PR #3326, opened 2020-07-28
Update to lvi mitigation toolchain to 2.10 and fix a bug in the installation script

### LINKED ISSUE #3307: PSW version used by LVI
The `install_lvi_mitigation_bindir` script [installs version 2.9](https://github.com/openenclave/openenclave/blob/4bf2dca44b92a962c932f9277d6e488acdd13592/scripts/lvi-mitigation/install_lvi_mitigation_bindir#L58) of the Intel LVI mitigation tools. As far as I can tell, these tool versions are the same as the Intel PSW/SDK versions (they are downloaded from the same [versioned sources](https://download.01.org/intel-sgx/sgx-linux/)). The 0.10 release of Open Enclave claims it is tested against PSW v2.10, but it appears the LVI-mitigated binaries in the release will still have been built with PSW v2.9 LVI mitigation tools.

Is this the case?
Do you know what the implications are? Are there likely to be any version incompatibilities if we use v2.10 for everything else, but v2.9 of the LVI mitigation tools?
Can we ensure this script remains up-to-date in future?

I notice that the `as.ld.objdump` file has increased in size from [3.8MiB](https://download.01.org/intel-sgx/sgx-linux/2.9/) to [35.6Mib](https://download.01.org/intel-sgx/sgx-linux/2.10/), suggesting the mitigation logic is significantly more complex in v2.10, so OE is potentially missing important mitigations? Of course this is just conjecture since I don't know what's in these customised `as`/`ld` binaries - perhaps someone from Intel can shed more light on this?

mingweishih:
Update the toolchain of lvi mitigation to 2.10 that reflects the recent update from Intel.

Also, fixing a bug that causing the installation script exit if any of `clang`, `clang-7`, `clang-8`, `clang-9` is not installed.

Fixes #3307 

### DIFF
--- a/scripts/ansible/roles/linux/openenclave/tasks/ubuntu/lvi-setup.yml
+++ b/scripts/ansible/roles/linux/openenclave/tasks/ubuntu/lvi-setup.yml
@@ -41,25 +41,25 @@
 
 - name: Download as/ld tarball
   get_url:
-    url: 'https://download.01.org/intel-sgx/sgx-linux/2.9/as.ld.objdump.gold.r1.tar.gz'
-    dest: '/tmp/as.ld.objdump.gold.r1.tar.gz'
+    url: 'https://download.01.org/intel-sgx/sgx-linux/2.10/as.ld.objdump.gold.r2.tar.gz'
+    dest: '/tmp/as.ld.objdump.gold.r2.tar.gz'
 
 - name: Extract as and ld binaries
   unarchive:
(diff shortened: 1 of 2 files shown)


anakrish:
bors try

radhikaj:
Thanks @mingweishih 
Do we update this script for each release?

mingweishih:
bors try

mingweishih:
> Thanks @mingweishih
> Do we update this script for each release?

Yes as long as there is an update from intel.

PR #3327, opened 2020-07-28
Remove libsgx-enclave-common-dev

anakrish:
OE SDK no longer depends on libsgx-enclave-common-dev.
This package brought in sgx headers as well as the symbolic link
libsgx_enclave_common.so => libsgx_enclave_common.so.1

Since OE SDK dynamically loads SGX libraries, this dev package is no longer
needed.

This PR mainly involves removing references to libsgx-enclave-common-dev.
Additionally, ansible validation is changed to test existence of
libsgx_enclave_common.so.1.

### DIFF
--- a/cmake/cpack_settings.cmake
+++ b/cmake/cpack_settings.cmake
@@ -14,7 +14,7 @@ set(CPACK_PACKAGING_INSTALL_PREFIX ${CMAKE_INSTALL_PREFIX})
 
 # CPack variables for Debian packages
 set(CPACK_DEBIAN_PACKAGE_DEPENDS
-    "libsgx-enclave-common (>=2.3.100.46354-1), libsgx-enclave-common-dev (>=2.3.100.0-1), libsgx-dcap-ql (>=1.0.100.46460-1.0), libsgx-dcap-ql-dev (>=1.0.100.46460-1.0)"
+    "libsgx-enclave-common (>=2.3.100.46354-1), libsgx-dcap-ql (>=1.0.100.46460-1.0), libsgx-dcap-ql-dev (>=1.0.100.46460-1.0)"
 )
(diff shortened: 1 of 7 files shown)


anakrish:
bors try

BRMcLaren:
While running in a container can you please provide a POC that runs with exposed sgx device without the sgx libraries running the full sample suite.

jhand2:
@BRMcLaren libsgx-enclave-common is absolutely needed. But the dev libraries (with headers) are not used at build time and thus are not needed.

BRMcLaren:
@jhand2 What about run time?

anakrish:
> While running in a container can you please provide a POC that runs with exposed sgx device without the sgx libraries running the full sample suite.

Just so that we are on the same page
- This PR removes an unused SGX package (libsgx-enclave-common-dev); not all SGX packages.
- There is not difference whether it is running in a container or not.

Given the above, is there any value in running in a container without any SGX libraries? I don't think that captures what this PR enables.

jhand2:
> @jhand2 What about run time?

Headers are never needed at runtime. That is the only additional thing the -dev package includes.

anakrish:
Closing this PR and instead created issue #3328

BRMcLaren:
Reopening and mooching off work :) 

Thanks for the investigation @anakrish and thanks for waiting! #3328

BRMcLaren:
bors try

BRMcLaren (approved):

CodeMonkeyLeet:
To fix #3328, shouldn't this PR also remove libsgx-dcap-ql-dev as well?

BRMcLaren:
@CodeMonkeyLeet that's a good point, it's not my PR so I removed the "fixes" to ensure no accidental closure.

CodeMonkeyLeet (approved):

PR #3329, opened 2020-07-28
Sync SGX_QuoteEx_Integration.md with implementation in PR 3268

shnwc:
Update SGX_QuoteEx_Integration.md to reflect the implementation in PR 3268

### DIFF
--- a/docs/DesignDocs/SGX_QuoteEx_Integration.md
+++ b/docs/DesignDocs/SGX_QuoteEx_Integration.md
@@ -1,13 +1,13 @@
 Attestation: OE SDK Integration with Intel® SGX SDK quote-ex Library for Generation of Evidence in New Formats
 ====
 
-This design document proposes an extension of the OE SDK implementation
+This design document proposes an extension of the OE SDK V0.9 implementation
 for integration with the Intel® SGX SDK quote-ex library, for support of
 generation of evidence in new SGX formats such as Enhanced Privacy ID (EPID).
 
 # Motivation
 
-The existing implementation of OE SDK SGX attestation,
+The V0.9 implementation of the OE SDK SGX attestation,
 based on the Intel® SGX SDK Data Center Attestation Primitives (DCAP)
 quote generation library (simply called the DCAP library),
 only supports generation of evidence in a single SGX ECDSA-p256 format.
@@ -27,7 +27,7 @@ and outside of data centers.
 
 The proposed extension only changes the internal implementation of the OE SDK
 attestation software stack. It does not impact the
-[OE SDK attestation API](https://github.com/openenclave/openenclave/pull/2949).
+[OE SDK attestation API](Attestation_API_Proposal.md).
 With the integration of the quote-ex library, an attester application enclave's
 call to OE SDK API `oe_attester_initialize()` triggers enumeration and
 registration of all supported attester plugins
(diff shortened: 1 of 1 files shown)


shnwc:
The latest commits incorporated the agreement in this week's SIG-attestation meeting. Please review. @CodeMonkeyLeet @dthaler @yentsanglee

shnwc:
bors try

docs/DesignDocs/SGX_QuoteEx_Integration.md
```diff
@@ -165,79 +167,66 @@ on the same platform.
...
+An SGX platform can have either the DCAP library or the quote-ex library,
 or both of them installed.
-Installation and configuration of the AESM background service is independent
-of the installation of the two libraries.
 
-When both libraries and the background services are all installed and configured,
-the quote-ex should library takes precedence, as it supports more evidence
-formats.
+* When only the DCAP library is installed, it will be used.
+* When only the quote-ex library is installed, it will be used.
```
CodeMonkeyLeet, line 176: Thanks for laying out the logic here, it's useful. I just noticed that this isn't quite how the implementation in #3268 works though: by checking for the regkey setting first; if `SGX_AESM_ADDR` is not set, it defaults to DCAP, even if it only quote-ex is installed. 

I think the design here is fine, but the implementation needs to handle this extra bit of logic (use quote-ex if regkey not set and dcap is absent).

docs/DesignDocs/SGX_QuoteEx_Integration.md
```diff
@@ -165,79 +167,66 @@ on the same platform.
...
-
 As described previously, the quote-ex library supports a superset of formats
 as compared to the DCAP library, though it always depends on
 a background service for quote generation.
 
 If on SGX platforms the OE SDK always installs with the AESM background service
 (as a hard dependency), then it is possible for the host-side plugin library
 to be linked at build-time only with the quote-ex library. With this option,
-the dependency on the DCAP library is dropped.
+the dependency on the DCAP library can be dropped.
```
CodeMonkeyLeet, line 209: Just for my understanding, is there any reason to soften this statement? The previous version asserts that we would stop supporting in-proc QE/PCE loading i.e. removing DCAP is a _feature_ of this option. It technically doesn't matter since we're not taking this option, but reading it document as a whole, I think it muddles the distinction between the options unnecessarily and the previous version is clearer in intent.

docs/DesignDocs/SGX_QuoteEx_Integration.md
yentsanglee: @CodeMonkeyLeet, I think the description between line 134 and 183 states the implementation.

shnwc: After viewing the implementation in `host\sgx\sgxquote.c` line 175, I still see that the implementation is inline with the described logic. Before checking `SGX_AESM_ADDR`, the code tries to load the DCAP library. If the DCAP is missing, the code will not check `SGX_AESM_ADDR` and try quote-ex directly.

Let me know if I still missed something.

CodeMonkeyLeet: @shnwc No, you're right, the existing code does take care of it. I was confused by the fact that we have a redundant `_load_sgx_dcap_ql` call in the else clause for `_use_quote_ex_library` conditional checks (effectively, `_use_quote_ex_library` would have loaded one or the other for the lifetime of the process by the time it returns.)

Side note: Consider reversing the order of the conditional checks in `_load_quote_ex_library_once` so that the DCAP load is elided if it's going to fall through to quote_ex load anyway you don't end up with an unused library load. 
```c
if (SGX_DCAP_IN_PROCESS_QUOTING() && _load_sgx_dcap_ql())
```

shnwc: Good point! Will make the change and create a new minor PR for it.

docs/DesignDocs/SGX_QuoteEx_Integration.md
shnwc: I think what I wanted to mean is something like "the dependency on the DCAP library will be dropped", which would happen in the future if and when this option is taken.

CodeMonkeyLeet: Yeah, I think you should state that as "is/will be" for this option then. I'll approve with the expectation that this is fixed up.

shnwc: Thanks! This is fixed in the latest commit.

^^^^^^^^

◆ ASSIGNED TASK ◆
Only lines holding the word "know" belong in the answer; copy all of them from the records.

◆ SOLVED EXERCISE ◆
Do you know what the implications are? Are there likely to be any version incompatibilities if we use v2.10 for everything else, but v2.9 of the LVI mitigation tools?
I notice that the `as.ld.objdump` file has increased in size from [3.8MiB](https://download.01.org/intel-sgx/sgx-linux/2.9/) to [35.6Mib](https://download.01.org/intel-sgx/sgx-linux/2.10/), suggesting the mitigation logic is significantly more complex in v2.10, so OE is potentially missing important mitigations? Of course this is just conjecture since I don't know what's in these customised `as`/`ld` binaries - perhaps someone from Intel can shed more light on this?
Let me know if I still missed something.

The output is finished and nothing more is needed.